Given entries
::::

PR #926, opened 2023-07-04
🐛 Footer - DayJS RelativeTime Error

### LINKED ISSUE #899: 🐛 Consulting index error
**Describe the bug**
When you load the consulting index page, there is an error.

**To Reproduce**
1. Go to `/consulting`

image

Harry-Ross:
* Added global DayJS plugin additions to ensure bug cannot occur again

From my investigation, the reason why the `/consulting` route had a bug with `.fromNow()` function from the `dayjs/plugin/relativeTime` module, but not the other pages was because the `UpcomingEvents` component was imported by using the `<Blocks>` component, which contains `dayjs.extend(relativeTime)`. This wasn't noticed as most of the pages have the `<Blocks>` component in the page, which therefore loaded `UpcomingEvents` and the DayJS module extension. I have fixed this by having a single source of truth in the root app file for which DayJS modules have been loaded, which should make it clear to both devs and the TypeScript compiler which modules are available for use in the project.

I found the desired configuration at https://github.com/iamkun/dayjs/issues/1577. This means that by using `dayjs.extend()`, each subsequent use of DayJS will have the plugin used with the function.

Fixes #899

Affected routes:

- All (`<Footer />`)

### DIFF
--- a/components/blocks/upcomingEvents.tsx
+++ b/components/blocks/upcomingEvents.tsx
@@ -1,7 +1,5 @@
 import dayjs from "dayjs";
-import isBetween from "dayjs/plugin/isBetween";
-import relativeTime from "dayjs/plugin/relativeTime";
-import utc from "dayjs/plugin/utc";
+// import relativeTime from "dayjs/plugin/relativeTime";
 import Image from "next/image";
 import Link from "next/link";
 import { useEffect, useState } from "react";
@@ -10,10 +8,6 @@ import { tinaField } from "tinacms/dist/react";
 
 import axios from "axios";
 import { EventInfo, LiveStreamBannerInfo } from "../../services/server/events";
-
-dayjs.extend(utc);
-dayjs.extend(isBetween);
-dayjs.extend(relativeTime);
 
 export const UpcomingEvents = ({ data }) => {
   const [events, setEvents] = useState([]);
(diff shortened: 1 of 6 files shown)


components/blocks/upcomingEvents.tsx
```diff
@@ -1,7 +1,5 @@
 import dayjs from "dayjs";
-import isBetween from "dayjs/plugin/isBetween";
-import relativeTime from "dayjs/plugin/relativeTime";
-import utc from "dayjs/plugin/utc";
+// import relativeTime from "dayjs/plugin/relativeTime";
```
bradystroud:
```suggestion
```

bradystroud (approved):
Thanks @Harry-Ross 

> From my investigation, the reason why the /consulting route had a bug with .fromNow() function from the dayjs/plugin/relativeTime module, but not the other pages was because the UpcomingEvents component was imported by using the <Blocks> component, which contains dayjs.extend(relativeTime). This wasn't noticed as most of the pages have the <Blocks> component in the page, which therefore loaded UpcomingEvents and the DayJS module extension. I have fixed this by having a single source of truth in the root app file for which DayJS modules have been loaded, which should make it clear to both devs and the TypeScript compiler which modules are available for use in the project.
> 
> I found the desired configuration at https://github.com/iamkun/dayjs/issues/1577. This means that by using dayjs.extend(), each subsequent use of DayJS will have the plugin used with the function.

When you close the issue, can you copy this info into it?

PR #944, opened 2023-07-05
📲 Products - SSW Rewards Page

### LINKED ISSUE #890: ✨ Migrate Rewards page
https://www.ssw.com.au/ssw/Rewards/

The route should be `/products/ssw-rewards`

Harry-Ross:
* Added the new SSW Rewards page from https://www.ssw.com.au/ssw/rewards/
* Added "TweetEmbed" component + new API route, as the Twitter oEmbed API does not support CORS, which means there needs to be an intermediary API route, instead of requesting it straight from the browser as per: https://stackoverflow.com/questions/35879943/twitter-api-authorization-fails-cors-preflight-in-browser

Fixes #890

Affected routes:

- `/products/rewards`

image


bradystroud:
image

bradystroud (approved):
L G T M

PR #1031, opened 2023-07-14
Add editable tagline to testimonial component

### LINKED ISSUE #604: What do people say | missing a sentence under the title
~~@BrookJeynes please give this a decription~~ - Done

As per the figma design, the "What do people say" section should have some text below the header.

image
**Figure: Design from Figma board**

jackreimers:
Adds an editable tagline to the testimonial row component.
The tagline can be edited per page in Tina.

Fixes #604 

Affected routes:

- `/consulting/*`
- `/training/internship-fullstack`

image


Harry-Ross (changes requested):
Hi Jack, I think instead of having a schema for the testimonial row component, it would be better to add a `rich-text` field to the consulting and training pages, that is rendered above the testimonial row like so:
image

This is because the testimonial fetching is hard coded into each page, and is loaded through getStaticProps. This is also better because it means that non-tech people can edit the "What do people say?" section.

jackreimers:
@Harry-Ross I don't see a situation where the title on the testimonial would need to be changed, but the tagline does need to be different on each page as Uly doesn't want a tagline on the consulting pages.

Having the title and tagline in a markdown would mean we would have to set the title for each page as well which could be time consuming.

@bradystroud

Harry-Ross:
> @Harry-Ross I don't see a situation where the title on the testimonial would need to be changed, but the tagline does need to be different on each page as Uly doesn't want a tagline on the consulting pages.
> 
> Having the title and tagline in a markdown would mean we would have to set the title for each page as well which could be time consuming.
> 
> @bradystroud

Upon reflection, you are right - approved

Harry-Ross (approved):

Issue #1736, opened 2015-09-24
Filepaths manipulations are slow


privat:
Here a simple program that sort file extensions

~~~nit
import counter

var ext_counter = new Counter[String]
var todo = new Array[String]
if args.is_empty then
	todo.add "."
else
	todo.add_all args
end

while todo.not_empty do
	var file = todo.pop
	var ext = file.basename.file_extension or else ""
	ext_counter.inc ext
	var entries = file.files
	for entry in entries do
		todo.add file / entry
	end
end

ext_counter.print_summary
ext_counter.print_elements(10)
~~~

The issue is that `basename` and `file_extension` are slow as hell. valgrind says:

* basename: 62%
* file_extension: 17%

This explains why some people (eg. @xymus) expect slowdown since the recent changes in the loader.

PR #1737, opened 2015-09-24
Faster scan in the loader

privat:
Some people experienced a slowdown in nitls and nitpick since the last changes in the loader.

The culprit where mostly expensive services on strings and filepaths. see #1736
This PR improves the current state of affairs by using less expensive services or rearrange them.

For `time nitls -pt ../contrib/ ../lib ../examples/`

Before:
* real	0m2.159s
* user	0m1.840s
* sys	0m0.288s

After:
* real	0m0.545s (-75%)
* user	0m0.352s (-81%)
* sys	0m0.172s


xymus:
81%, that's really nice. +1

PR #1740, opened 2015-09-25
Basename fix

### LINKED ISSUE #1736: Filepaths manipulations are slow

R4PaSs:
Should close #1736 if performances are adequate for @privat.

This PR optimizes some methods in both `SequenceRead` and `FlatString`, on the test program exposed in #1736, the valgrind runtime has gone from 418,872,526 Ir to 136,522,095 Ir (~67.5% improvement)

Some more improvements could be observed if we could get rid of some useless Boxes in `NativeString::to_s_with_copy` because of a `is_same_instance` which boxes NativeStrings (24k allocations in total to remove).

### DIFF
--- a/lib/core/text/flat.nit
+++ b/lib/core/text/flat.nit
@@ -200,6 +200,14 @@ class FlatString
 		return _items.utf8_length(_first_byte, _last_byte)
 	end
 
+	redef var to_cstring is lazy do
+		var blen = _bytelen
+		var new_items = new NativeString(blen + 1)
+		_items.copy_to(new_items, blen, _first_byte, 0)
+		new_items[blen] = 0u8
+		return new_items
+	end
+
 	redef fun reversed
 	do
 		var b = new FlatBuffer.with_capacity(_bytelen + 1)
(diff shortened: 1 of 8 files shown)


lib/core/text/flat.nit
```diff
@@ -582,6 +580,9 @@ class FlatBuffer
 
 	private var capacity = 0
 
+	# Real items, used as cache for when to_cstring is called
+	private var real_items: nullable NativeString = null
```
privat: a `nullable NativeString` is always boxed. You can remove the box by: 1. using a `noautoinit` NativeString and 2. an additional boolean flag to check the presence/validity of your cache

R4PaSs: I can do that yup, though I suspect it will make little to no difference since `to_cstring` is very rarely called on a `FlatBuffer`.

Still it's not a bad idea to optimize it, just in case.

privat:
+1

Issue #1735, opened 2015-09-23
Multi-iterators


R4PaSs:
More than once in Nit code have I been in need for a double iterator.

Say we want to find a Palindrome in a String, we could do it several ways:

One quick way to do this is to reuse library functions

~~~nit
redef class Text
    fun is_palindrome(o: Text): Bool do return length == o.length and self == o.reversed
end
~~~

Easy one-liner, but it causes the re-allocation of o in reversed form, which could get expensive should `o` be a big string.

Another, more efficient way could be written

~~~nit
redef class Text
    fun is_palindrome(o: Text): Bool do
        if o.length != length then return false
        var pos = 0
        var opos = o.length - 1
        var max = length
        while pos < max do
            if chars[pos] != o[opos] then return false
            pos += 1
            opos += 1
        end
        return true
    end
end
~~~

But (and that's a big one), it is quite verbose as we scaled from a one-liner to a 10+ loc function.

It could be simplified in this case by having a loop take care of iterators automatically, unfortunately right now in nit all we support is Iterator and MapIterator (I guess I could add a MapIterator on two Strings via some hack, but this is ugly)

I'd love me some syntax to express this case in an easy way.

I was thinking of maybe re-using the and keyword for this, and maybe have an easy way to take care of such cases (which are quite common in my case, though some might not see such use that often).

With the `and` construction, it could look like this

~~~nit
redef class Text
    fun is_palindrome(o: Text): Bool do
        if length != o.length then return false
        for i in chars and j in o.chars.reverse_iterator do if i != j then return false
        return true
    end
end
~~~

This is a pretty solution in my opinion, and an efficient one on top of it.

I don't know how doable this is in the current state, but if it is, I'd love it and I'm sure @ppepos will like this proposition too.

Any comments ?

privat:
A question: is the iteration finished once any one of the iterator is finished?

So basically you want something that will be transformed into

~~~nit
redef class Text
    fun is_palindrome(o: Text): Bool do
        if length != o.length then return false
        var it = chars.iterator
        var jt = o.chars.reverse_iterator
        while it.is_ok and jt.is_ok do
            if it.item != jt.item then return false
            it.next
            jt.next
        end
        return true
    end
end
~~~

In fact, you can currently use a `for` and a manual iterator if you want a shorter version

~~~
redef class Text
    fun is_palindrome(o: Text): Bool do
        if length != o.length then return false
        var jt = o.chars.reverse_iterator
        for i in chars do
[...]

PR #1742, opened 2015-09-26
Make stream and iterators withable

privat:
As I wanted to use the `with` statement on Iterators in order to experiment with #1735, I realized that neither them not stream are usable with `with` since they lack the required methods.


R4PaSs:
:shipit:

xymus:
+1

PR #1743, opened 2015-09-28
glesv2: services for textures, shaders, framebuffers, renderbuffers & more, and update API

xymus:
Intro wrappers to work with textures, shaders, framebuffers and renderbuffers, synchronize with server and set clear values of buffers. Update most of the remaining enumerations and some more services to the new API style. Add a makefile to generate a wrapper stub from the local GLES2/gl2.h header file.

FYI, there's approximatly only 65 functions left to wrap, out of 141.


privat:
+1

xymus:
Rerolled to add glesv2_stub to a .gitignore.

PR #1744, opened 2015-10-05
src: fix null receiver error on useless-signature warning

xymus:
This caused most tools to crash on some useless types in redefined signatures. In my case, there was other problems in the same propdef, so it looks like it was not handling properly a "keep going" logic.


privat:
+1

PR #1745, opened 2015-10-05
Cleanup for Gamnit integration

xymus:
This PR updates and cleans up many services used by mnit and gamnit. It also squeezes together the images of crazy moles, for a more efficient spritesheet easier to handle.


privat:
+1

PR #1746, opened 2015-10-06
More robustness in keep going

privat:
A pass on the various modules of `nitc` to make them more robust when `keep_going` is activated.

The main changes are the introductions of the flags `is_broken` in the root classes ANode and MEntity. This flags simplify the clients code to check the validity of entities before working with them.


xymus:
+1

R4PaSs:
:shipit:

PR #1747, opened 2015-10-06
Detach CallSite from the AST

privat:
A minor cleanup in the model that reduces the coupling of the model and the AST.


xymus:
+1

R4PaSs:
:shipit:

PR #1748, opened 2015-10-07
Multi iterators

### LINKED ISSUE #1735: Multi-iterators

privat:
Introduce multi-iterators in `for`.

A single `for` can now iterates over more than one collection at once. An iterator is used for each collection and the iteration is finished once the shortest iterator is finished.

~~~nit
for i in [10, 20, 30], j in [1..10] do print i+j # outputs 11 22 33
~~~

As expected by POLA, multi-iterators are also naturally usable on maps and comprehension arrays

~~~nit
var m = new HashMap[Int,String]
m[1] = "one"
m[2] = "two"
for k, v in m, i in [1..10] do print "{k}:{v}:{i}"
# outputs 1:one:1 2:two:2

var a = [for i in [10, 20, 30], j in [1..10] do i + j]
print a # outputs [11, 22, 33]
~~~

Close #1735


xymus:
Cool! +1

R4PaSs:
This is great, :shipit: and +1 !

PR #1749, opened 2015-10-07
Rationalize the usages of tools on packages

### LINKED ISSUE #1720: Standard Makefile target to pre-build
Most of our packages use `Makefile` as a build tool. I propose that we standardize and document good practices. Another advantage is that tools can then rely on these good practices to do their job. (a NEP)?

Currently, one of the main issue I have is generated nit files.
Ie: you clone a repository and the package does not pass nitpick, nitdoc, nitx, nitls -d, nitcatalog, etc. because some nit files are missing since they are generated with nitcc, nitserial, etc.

::::

Problem requirements
Show the lines of the records above that mention "while".

Task result
while todo.not_empty do
        while pos < max do
        while it.is_ok and jt.is_ok do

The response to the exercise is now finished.